2013 Detroit mayoral general election results
| Party |  | Candidate | Votes | % |
|---|---|---|---|---|
|  | Nonpartisan | Mike Duggan | 74,248 | 54.94% |
|  | Nonpartisan | Benny Napoleon | 60,440 | 44.72% |
|  | Write-in |  | 455 | 0.34% |
| Total votes |  |  | 135,143 | 100.00% |

==Aftermath==
Barrow joined with the group Citizens United Against Corrupt Government (CUACG) to challenge the results of the election. Barrow appealed the ruling that allowed Duggan to pursue a write-in campaign and sought a recount of the primary election results.
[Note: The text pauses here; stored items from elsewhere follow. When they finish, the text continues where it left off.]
PR #6995, opened 2023-05-04
fix: move service functions from astro/assets to astro/config so it can be imported

Princesseuh:
## Changes

The service functions were available from `astro/assets`, but it's not intended that people import things from there, as it's an internal file first and foremost. This PR moves the utilities methods to `astro/config`, so they can be imported easily in the same breath as the other utility methods.

## Testing

Tested manually

## Docs

https://github.com/withastro/docs/pull/3174

### DIFF
--- a/.changeset/mean-houses-exist.md
+++ b/.changeset/mean-houses-exist.md
@@ -1,0 +1,5 @@
+---
+'astro': patch
+---
+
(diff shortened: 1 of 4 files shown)


TheOtterlord (commented):
Works locally for me :+1:

matthewp (approved):

ematipico (approved):

PR #8268, opened 2023-08-29
Prevent ViewTransition script from being added by mistake

matthewp:
## Changes

- Removes `ViewTransitions` from `astro/components`.
- This was added very early (before the first release I think), but we now say to import from `astro:transitions`.
- Having this as part of astro/components brings its script if you are just using, for example, `<Code />`.

## Testing

- Added a test to the Code component test

## Docs

Bug fix.

### DIFF
--- a/.changeset/swift-taxis-sing.md
+++ b/.changeset/swift-taxis-sing.md
@@ -1,0 +1,5 @@
+---
+'astro': patch
+---
+
+Prevent ViewTransition script from being added by mistake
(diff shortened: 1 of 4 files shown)


natemoo-re (commented):
There’s not a way to export this from `astro/components` and have a script? I guess not as easily, but I do like having our components be in one spot.

matthewp:
@natemoo-re Not right now, that's what `experimental.optimizeHoistedScript` aims to solve, but it has some issues right now.

natemoo-re:
Gotcha. Okay this works for me, then!

PR #8276, opened 2023-08-29
add leading and trailing slash sanitization for params

FredKSchott:
## Changes

image

- Someone reported an issue where getStaticPaths were silently failing to match expected params (see the error above)
- This was due to them constructing their own route params, and incorrectly assuming that they needed a trailing slash in the slug in order to match a trailing slash in the URL.
- Since we handle this for you at the Astro layer, I can't think of a world where `/` would be expected behavior either leading or trailing in some route param.
- Therefore, I got nerd sniped into adding some simple route param sanitization

## Testing

- Test added

## Docs

- No docs needed


natemoo-re (approved):
LGTM!

PR #8289, opened 2023-08-30
config: set proper default config on framework-react example

Princesseuh:
## Changes

Config has been outdated for the past two years. Luckily, `astro add react` did set the proper config

## Testing

N/A

## Docs

N/A


natemoo-re (approved):
Thanks!

Issue #8299, opened 2023-08-30
Middleware not correctly execupted in SSR


ematipico:
### Astro info

```block
Astro 3.0
```

### What browser are you using?

N/A

### Describe the Bug

The middleware is not executed when bundling for SSR, especially adapters like cloudflare, vercel and netlify

### What's the expected result?

The middleware should work on production

### Link to Minimal Reproducible Example

N/A

### Participation

- [X] I am willing to submit a pull request for this issue.

PR #8300, opened 2023-08-30
fix(ssr): inline middleware during the build, not rely on file system

ematipico:
## Changes

Closes https://github.com/withastro/astro/issues/8299

Reverts part of changes of https://github.com/withastro/astro/pull/8200

We can't load the middleware using a file system path because, in adapters like Vercel, the bundled files are eventually moved. For other adapters like cloudflare, that is not permitted.

## Testing

Current tests should pass.

I also tested locally and checked that the middleware is correctly bundled in SSR.

## Docs

N/A


packages/astro/src/core/build/plugins/plugin-manifest.ts
```diff
@@ -237,9 +237,6 @@ function buildManifest(
 		// Set this to an empty string so that the runtime knows not to try and load this.
 		entryModules[BEFORE_HYDRATION_SCRIPT_ID] = '';
 	}
-	const isEdgeMiddleware =
-		// TODO: remove in Astro 4.0
-		settings.config.build.excludeMiddleware || settings.adapter?.adapterFeatures?.edgeMiddleware;
```
natemoo-re, line 242: Did this logic get dropped? Looks like the `TODO` did, at least.

matthewp (approved):

packages/astro/src/core/build/static-build.ts
```diff
@@ -123,14 +123,14 @@ export async function staticBuild(opts: StaticBuildOptions, internals: BuildInte
 		case settings.config.output === 'static': {
 			settings.timer.start('Static generate');
 			await generatePages(opts, internals);
-			await cleanServerOutput(opts);
+			// await cleanServerOutput(opts);
```
natemoo-re, line 126: Debugging?

packages/astro/src/core/build/static-build.ts
```diff
@@ -123,14 +123,14 @@ export async function staticBuild(opts: StaticBuildOptions, internals: BuildInte
...
 			settings.timer.end('Static generate');
 			return;
 		}
 		case isServerLikeOutput(settings.config): {
 			settings.timer.start('Server generate');
 			await generatePages(opts, internals);
-			await cleanStaticOutput(opts, internals);
+			// await cleanStaticOutput(opts, internals);
```
natemoo-re, line 133: Debugging?

packages/integrations/vercel/test/edge-middleware.test.js
```diff
@@ -19,17 +19,11 @@ describe('Vercel edge middleware', () => {
 	});
 
 	// TODO: The path here seems to be inconsistent?
-	it.skip('with edge handle file, should successfully build the middleware', async () => {
+	it.skip('without edge handle file, should successfully build the middleware', async () => {
```
natemoo-re, line 22: Still using `it.skip`, should it?

natemoo-re (commented):
This seems reasonable! Still see a few changes to be cleaned up.

packages/integrations/vercel/test/edge-middleware.test.js
ematipico: Yes. For some reasons that I don't understand, the path of the emitted files inside the fixtures is not predictable.

natemoo-re (approved):

PR #8319, opened 2023-08-31
fix(@astrojs/vercel): warn user when `functionPerRoute` is `true`

ematipico:
## Changes

We log a warning to the user, because the number of functions emitted could exceed the limit of someone's plan.

## Testing

Current tests should pass

## Docs

N/A

/cc @withastro/maintainers-docs please check the warning


ElianCodes (approved):
I think this is a great addition!

PR #8331, opened 2023-08-31
Prevent View Transition fallback from waiting on looping animations

matthewp:
## Changes

- Fixes an issue some have reported where navigation does not complete in Safari.
- Before trigger animations, get a list of animations that currently exist. Then trigger the animation and filter out the existing animations. What you're left with should be animations that are part of the view transition.

## Testing

https://github.com/withastro/astro/assets/361671/a3d87c05-d1b5-468d-850e-eb6c8e23d42f

## Docs

N/A, bug fix

### DIFF
--- a/.changeset/late-foxes-juggle.md
+++ b/.changeset/late-foxes-juggle.md
@@ -1,0 +1,5 @@
+---
+'astro': patch
+---
+
+Prevent View Transition fallback from waiting on looping animations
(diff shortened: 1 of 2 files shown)


matthewp:
!preview vt-fallback-filter

matthewp:
!preview vt-fallback-filter

natemoo-re (approved):
Looks great!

Prior to the election, CUACG sought to halt the mailing of absentee ballots, arguing that the city Election Commission did not comply with procedural requirements before approving the ballots. Barrow and CUACG appealed, contesting the validity of the election results. In 2014, the Michigan Court of Appeals rejected the claims.